I’m glad to announce that I finally delivered my most “I have no idea what I am doing” based code in Julia as a brand-new package (should be released within half a day).
PerfChecker.jl is a collection of semi-automated performance checking tools for packages that compare a package through time (releases). Did I mention it output plots? Did I mention my skills with Plots.jl are terrible and that I am sure many people can help?
The doc is currently empty (most of the content is available through the tuto), but I will write it down in the coming weeks after some feedback and fixes.
As for the link, I think the link to the stable version of the doc will work once the package is released (should happen soon, It has been 3 days since I registered it).
FYI, PerfChecker.jl is now at v0.1.1, so in a usable state! Any package developer should check it out.
I welcome help, as several aspects are currently out of my area of expertise. I am looking for wizards (or I have to become one, which is tempting but time-consuming)
For today, I wanted to share some of my goals regarding PerfChecker.jl and propose a tentative syntax for a v1. I would be delighted to have opinions and recommendations about it.
One goal of PerfChecker.jl is to have it execute performance checks in isolated environments (julia remote processes started with the relevant options). Ideally, I would like to have features similar to Test.jl.
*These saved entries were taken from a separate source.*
PR #762, opened 2021-02-21
More documentation, starting with "how to build".

jpivarski:


jpivarski:
This is just one tutorial, but anyway that's progress.

In addition, it has some bug-fixes that I want to get into main.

However, unlike Test.jl, we would also need to execute perf checks in several versions of the package. Follows an attempt to propose a syntactic framework for such functionalities.
using PerfChecker
# Target(s)
using CompositionalNetworks
# Dependencies
using ConstraintDomains
# Start defining the performance checks
@checkset "Some title" begin
## Set compat ranges for Julia and targeted packages
## Each check will use the highest compatible version of Julia
# Define available julia versions and the respective executable paths
@juliaexe "1.3" "path/to/julia1.3.0.exe"
@juliaexe "1.6" "path/to/julia1.6.3.exe"
.
.
.
# Add target(s)
@target CompositionalNetworks "0.2" "0.3"
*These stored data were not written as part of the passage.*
PR #769, opened 2021-02-26
Typed Array Builder from Form

ianna:
@jpivarski - it should be moved to a new directory: `src/libawkward/typedbuilder`? Suggestions are welcome! Thanks!


ianna:
`TypedArrayBuilder` comparison with `ArrayBuilder` on records:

@notarget CompositionalNetworks "0.2.4"
# Some generic code used in the checks
domains = fill(domain([1, 2, 3]), 3)
## Triger compilation before checks. Note that code can be specified per version of the target(s)
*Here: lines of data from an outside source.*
PR #773, opened 2021-03-01
Add type parser to main codebase

reikdas:


README.md
```diff
@@ -238,6 +238,8 @@ See the [prioritized list of open issues](https://github.com/scikit-hep/awkward-
 
 Support for this work was provided by NSF cooperative agreement OAC-1836650 (IRIS-HEP), grant OAC-1450377 (DIANA/HEP) and PHY-1520942 (US-CMS LHC Ops).
 
+We would also like to thank @erezsh and the developers of [lark](https://github.com/lark-parser/lark) for creating the [lark standalone parser generator](https://github.com/lark-parser/lark/blob/master/lark/tools/standalone.py), that we use in our type parser.
```
jpivarski: The authors capitalize "Lark": [their README](https://github.com/lark-parser/lark#readme), so we should do the same.

Let's use Erez Shinan's full name with GitHub handle in parentheses, maybe more like this:

> We also thank Erez Shinan (@erezsh) and the developers of the [Lark standalone parser](https://github.com/lark-parser/lark), which is used to parse type strings as type objects.

jpivarski (approved):
I've reviewed it and I think it's good! After changing the acknowledgement as I've suggested below, you can merge it. (If it triggers tests from the README change, which I think it _won't_, then please wait for the new tests to finish before merging.)

jpivarski:
It doesn't look like the at-sign automatically links in GitHub: https://github.com/scikit-hep/awkward-1.0/blob/978233d898ed5ffe8801441731199b0641a60e93/README.md

Since this is going through a whole test cycle anyway, perhaps you should explicitly link it to https://github.com/erezsh

jpivarski:
(If you don't catch this before the auto-merge, never mind. It's fine anyway.)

f() = if version(CompositionalNetworks) ∈ v"0.2"
foreach(_ -> explore_learn_compose(domains, allunique, somearg), 1:10)
else
foreach((_ -> explore_learn_compose(domains, allunique), 1:10)
end
# Add compilation trigger for alloc check
@compile_alloc f
# Add compilation trigger for benchmark check (optional)
@compile_bench f
# Or add for both
@compile_check f
## Add checks
# alloc check
@alloc_check explore_learn_compose(domains, allunique)
# benchmark check (with optional keyargs similar to @benchmark)
@bench_check explore_learn_compose(domains, allunique) evals=1 samples=10 seconds=3600
## Plots would be generated based on csv files available and targets' versions ranges
@plots yaxis=:log10 kwarg2=option2 ...
end # @checkset
Such a perf-checker script would check allocations and benchmarks for each version of CompositionalNetworks. Each time, it would create an isolated environment by creating a new worker (and remove it after the check).
Interesting, I just thought about building something like that yesterday. Here are some features I am interested in, mostly for tracking progress for Makie:
Comparing not only registered versions but also arbitrary commits, PRs, branches, etc
Measuring the time it takes to do using Package
Maybe running each sample multiple times, to be more robust against natural performance deviations
Running the tests on CI and uploading results in some format that can be viewed or maybe interacted with online
Yes, I originally started with this feature in mind. I used registered versions in the first release, as it was the simplest to implement as a proof-of-concept.
Great idea. I bet there are some tricky parts to consider, though. Probably it could be worth to measure other things such as “download and precompile” from a clean environment, etc.
For allocation tracking and profiling, this could work in similar fashion than BenchmarkTools. Including the heuristic about the number of samples, evals, etc. Probably some tricky parts for that too haha.
Running the tests on CI would be good indeed. As for the last part, it sounds like a good job for Makie.jl!
I will update things here once I have something close to the syntax I proposed in my last post. From that point, it should be easier to include some of your ideas.
Personally, I would really try to avoid “macro soup”. It basically becomes a whole other language one has to learn, the error messages are usually not great etc. Some packages pull it off (like JuMP) but that is also a case where a DSL make sense. That’s my opinion at least.
Would also be great to run package benchmarks with a range of julia versions. Find potential performance regressions, and understand performance improvements: are they due to package update, or julia update?